The study found that the decoder could "predict the meaning of a participant's imagined story or the contents of a viewed silent movie from fMRI data," according to a statement released by the university, and that "when a participant actively listened to a story ... the decoder could identify the meaning of the story that was being actively listened to."

This video shows a decoded segment from brain recordings collected while a user watched a clip from the movie Sintel (© copyright Blender Foundation | sintel.org) without sound. The decoder captures the gist of the movie scene. Video and caption courtesy of Jerry Tang and Dr. Alexander Huth.

"We found the decoder ... could recover the gist of what the user heard," Tang said in the press conference. "[For example, when the user heard] 'I don't have my driver's license yet,' the decoder predicted 'She has not even started to learn how to drive yet.' "

The team also performed a "privacy analysis" for the decoder, discovering that when it was trained on one participant's fMRI data, its ability to predict responses from another individual was limited.

"You can't train a decoder on one person and then run it on another person," Tang said.

Finally, the group tested whether the decoder would work without subject cooperation, noting that "nobody's brain should be decoded without permission," and whether it could be undermined by study subjects through counting, listing animals, or telling themselves a different story silently in their heads.

"Especially naming animals and [alternative stories] sabotaged the decoder," Tang said.

The study underscores the importance of careful research on the privacy implications of decoder technology, according to Tang.
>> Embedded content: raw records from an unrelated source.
PR #2761, opened 2024-07-07
Parameterised init and methods

tanay-man:
Enabled generation of parameterised init and methods in the ASR. Adding self after symtab visit in each function symtabs so as to have the correct type of the class.

TODO:
- [x]  Enable function code gen in the ASR->LLVM
- [ ] Call __init__ instead of the StructConstructor
- [ ] Modify the method calls to replace self with the calling object 
@certik @Thirumalai-Shaktivel

### DIFF
--- a/src/libasr/codegen/asr_to_llvm.cpp
+++ b/src/libasr/codegen/asr_to_llvm.cpp
@@ -3054,6 +3054,30 @@ public:
         }
     }
 
+    void instantiate_methods(const ASR::Struct_t &x) {
+        SymbolTable *current_scope_copy = current_scope;
+        current_scope = x.m_symtab;
+        for ( auto &item : x.m_symtab->get_scope() ) {
+            if ( is_a<ASR::Function_t>(*item.second) ) {
+                ASR::Function_t *v = down_cast<ASR::Function_t>(item.second);
+                instantiate_function(*v);
+            }
+        }
+        current_scope = current_scope_copy;
+    }
+
+    void visit_methods (const ASR::Struct_t &x) {
+        SymbolTable *current_scope_copy = current_scope;
+        current_scope = x.m_symtab;
+        for ( auto &item : x.m_symtab->get_scope() ) {
+            if ( is_a<ASR::Function_t>(*item.second) ) {
+                ASR::Function_t *v = down_cast<ASR::Function_t>(item.second);
+                visit_Function(*v);
+            }
+        }
+        current_scope = current_scope_copy;
+    }
+
     void start_module_init_function_prototype(const ASR::Module_t &x) {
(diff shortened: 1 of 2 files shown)


Thirumalai-Shaktivel:
We need to translate to the following:
```fortran
! Fortran code after applying the pass: implied_do_loops
module __main__
implicit none
type :: coord
    integer(4) :: x
    integer(4) :: y
end type coord

contains

subroutine __init__(self, x, y)
class(coord), intent(inout) :: self
integer, intent(in) :: x, y
self%x = x
self%y = y
end subroutine

subroutine __main__global_stmts()
    type(coord) :: p1
    ! p1 =     coord(6, 4)
    call __init__(p1, 6, 4)
    p1%x = 10
    print *, p1%x
    print *, p1%y
end subroutine __main__global_stmts

end module __main__

program main_program
use __main__, only: __main__global_stmts
implicit none
call __main__global_stmts()
end program main_program
```

Thirumalai-Shaktivel:
Passing the argument:
```py
class test:
	def __init__(self: "coord"):
		self.x = 3
		self.y = 4

t: test = test()
t.x = 10
print(t.x)
print(t.y)
```

Fortran
```fortran
! Fortran code after applying the pass: implied_do_loops
module __main__
implicit none
type :: coord
    integer(4) :: x
    integer(4) :: y
end type coord

contains

subroutine __init__(self, x, y)
class(coord), intent(inout) :: self
integer, intent(in) :: x, y
self%x = x
self%y = y
end subroutine

subroutine __main__global_stmts()
    type(coord) :: p1
    ! p1 = coord(3, 4)
    call p1%__init__(3, 4)
    p1%x = 10
    print *, p1%x
    print *, p1%y
end subroutine __main__global_stmts

end module __main__

program main_program
use __main__, only: __main__global_stmts
implicit none
call __main__global_stmts()
end program main_program
```

Thirumalai-Shaktivel:
Simple fortran example, check the ASR:
```fortran
module mod
type :: t
contains
    procedure :: f
end type

contains

subroutine f(self)
class(t), intent(inout):: self
end subroutine

end module

program expr2
use mod
implicit none

type(t) :: t_
call t_%f()

end program
```

Thirumalai-Shaktivel:
How to handle:
```py
from lpython import i32,i64,f32

class coord:
    # TypeParameter("coord") => ClassType(coord)
    def __init__(self: "coord"):
        self.x: i32 = 3
        self.y: i32 = 4

p1: coord = coord()

# p1: coord
# ExternalSymbol p1_init => __init__
# p1_init(p1)

p1.x = 10
print(p1.x)
print(p1.y)
```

"While this technology is in its infancy it's important to regulate what it can and can't be used for," he cautioned. "If it can eventually be used without a person's permission, there will have to be [stringent] regulatory processes, as a prediction framework could have negative consequences if misused."

The group has made its custom decoding code available at github.com/HuthLab/semantic-decoding.

Disclosure: Huth and Tang have submitted a patent application under the auspices of the University of Texas System directly connected to this research.